▶ **PROVIDED ENTRIES**
PR #398, opened 2023-05-26
Fix build for jaeger to otlp tracing changes

DreamPearl:
Fix build for https://github.com/apache/qpid-proton/commit/1ad098c0703276f7a013a16b208f2af4fd86f993.

With the recent tracing changes with OT 1.9.1, the opentelemetry build succeed but the proton build failed at cmake configuration, here [build#763](https://github.com/apache/qpid-proton/actions/runs/5089577302/jobs/9147379969#step:11:60)

### DIFF
--- a/ci/otel.sh
+++ b/ci/otel.sh
@@ -38,6 +38,6 @@ mkdir build
 cd build
 
 cmake .. -DCMAKE_INSTALL_PREFIX=/usr -DBUILD_SHARED_LIBS=ON -DCMAKE_POSITION_INDEPENDENT_CODE=ON -DBUILD_TESTING=OFF -DWITH_OTLP=ON -DWITH_OTLP_HTTP=ON -DWITH_OTLP_GRPC=OFF
-cmake --build . --target all --config RelWithDebInfo
-sudo cmake --install . --config RelWithDebInfo
+cmake --build . --target all
+sudo cmake --install .
 cd ../..


ci/otel.sh
```diff
@@ -38,6 +38,6 @@ mkdir build
 cd build
 
 cmake .. -DCMAKE_INSTALL_PREFIX=/usr -DBUILD_SHARED_LIBS=ON -DCMAKE_POSITION_INDEPENDENT_CODE=ON -DBUILD_TESTING=OFF -DWITH_OTLP=ON -DWITH_OTLP_HTTP=ON -DWITH_OTLP_GRPC=OFF
```
jiridanek, line 40: The compilation prints deprecation warning

```
CMake Warning at CMakeLists.txt:165 (message):
  WITH_OTLP is deprecated and will be removed in future.  Please set either
  WITH_OTLP_GRPC or WITH_OTLP_HTTP, or even both.
```

https://github.com/apache/qpid-proton/actions/runs/5089577302/jobs/9147379969#step:10:205

jiridanek: @kpvdr IIRC you had trouble packaging the GRPC part, yes? Maybe it's an option to ignore the gRPC functionality, like it is done here? (Just thinking aloud, but it would make things simpler if it was the case.)

jiridanek (approved):
I'm honestly confused about why using `--config` causes these problems, but the PR does resolve them, there is one person on StackOverflow.com who used the same solution (https://stackoverflow.com/questions/74587365/imported-location-not-set-for-imported-target) and this is for the CI with no impact on Proton users, so even if it was not ideal solution, it is good enough for the CI.

ci/otel.sh
gemmellr: Its setting WITH_OTLP,  and also setting both WITH_OTLP_HTTP + WITH_OTLP_GRPC...the warnings seems like the latter two are replacement options, so can we just remove the first one now?

DreamPearl: Just to follow up here: Looks like we can't remove any of the flags for now, as it is leading to otel build failure.

PR #401, opened 2023-08-01
NO-JIRA: [Python] TransactionalClientHandler doc correction

DreamPearl:


gemmellr:
Seems good (there is a test issue, but seems to be complaining about other areas, so maybe the parser itself was updated), but actually I think it deserves a JIRA given its changing the doc for a fundamental behaviour of using these bits, be good to note it was wrong and updated.

gemmellr:
The test issue was unrelated and fixed in 2822b9f18af1ac389c6d1a347d267764ae15a192.

PR #407, opened 2023-10-14
PROTON-2772: add format arg annotations for schannel functions

jiridanek:
What's missing is a compilation failure when any warnings are emitted.

MSVC needs /analyze to report the problems, there is actually lots of diagnostics printed then, and the mismatched format args are not causing compilation to fail so the warnings are easy to miss.


jiridanek:
* Superseded by https://github.com/apache/qpid-proton/pull/409

PR #452, opened 2021-12-16
Validate assigned target's program

swalker2m:
Checks that all targets assigned to an observation reference the same program.


toddburnside (approved):
LGTM

PR #456, opened 2021-12-17
Clone target in

swalker2m:
With the goal of making it possible to clone a target in given list of observations, this PR:

* Adds an `updateAsterism` mutation.  You can list multiple fine grained edits to perform in a single step.  Before the only option was to replace the entire asterism list with another.  E.g. swapping target `t-2` in for `t-4`:

```
      mutation ReplaceTargets($listEdit: BulkEditAsterismInput!) {
        updateAsterism(input: $listEdit) {
          id
          targets {
            asterism {
              name
            }
          }
        }
      }

      {
        "listEdit": {
          "selectObservations": [ "o-3", "o-4" ],
          "edit": [
            {
              "delete": "t-4"
            },
            {
              "add": "t-2"
            }
          ]
        }
      }
```

* Fixes a bug in which the cloned target wasn't being stored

▶ **WORK TO BE COMPLETED**
Make an exact transcription of all the records.

▶ **OUTPUT**
PR #398, opened 2023-05-26
Fix build for jaeger to otlp tracing changes

DreamPearl:
Fix build for https://github.com/apache/qpid-proton/commit/1ad098c0703276f7a013a16b208f2af4fd86f993.

With the recent tracing changes with OT 1.9.1, the opentelemetry build succeed but the proton build failed at cmake configuration, here [build#763](https://github.com/apache/qpid-proton/actions/runs/5089577302/jobs/9147379969#step:11:60)

### DIFF
--- a/ci/otel.sh
+++ b/ci/otel.sh
@@ -38,6 +38,6 @@ mkdir build
 cd build
 
 cmake .. -DCMAKE_INSTALL_PREFIX=/usr -DBUILD_SHARED_LIBS=ON -DCMAKE_POSITION_INDEPENDENT_CODE=ON -DBUILD_TESTING=OFF -DWITH_OTLP=ON -DWITH_OTLP_HTTP=ON -DWITH_OTLP_GRPC=OFF
-cmake --build . --target all --config RelWithDebInfo
-sudo cmake --install . --config RelWithDebInfo
+cmake --build . --target all
+sudo cmake --install .
 cd ../..


ci/otel.sh
```diff
@@ -38,6 +38,6 @@ mkdir build
 cd build
 
 cmake .. -DCMAKE_INSTALL_PREFIX=/usr -DBUILD_SHARED_LIBS=ON -DCMAKE_POSITION_INDEPENDENT_CODE=ON -DBUILD_TESTING=OFF -DWITH_OTLP=ON -DWITH_OTLP_HTTP=ON -DWITH_OTLP_GRPC=OFF
```
jiridanek, line 40: The compilation prints deprecation warning

```
CMake Warning at CMakeLists.txt:165 (message):
  WITH_OTLP is deprecated and will be removed in future.  Please set either
  WITH_OTLP_GRPC or WITH_OTLP_HTTP, or even both.
```

https://github.com/apache/qpid-proton/actions/runs/5089577302/jobs/9147379969#step:10:205

jiridanek: @kpvdr IIRC you had trouble packaging the GRPC part, yes? Maybe it's an option to ignore the gRPC functionality, like it is done here? (Just thinking aloud, but it would make things simpler if it was the case.)

jiridanek (approved):
I'm honestly confused about why using `--config` causes these problems, but the PR does resolve them, there is one person on StackOverflow.com who used the same solution (https://stackoverflow.com/questions/74587365/imported-location-not-set-for-imported-target) and this is for the CI with no impact on Proton users, so even if it was not ideal solution, it is good enough for the CI.

ci/otel.sh
gemmellr: Its setting WITH_OTLP,  and also setting both WITH_OTLP_HTTP + WITH_OTLP_GRPC...the warnings seems like the latter two are replacement options, so can we just remove the first one now?

DreamPearl: Just to follow up here: Looks like we can't remove any of the flags for now, as it is leading to otel build failure.

PR #401, opened 2023-08-01
NO-JIRA: [Python] TransactionalClientHandler doc correction

DreamPearl:


gemmellr:
Seems good (there is a test issue, but seems to be complaining about other areas, so maybe the parser itself was updated), but actually I think it deserves a JIRA given its changing the doc for a fundamental behaviour of using these bits, be good to note it was wrong and updated.

gemmellr:
The test issue was unrelated and fixed in 2822b9f18af1ac389c6d1a347d267764ae15a192.

PR #407, opened 2023-10-14
PROTON-2772: add format arg annotations for schannel functions

jiridanek:
What's missing is a compilation failure when any warnings are emitted.

MSVC needs /analyze to report the problems, there is actually lots of diagnostics printed then, and the mismatched format args are not causing compilation to fail so the warnings are easy to miss.


jiridanek:
* Superseded by https://github.com/apache/qpid-proton/pull/409

PR #452, opened 2021-12-16
Validate assigned target's program

swalker2m:
Checks that all targets assigned to an observation reference the same program.


toddburnside (approved):
LGTM

PR #456, opened 2021-12-17
Clone target in

swalker2m:
With the goal of making it possible to clone a target in given list of observations, this PR:

* Adds an `updateAsterism` mutation.  You can list multiple fine grained edits to perform in a single step.  Before the only option was to replace the entire asterism list with another.  E.g. swapping target `t-2` in for `t-4`:

```
      mutation ReplaceTargets($listEdit: BulkEditAsterismInput!) {
        updateAsterism(input: $listEdit) {
          id
          targets {
            asterism {
              name
            }
          }
        }
      }

      {
        "listEdit": {
          "selectObservations": [ "o-3", "o-4" ],
          "edit": [
            {
              "delete": "t-4"
            },
            {
              "add": "t-2"
            }
          ]
        }
      }
```

* Fixes a bug in which the cloned target wasn't being stored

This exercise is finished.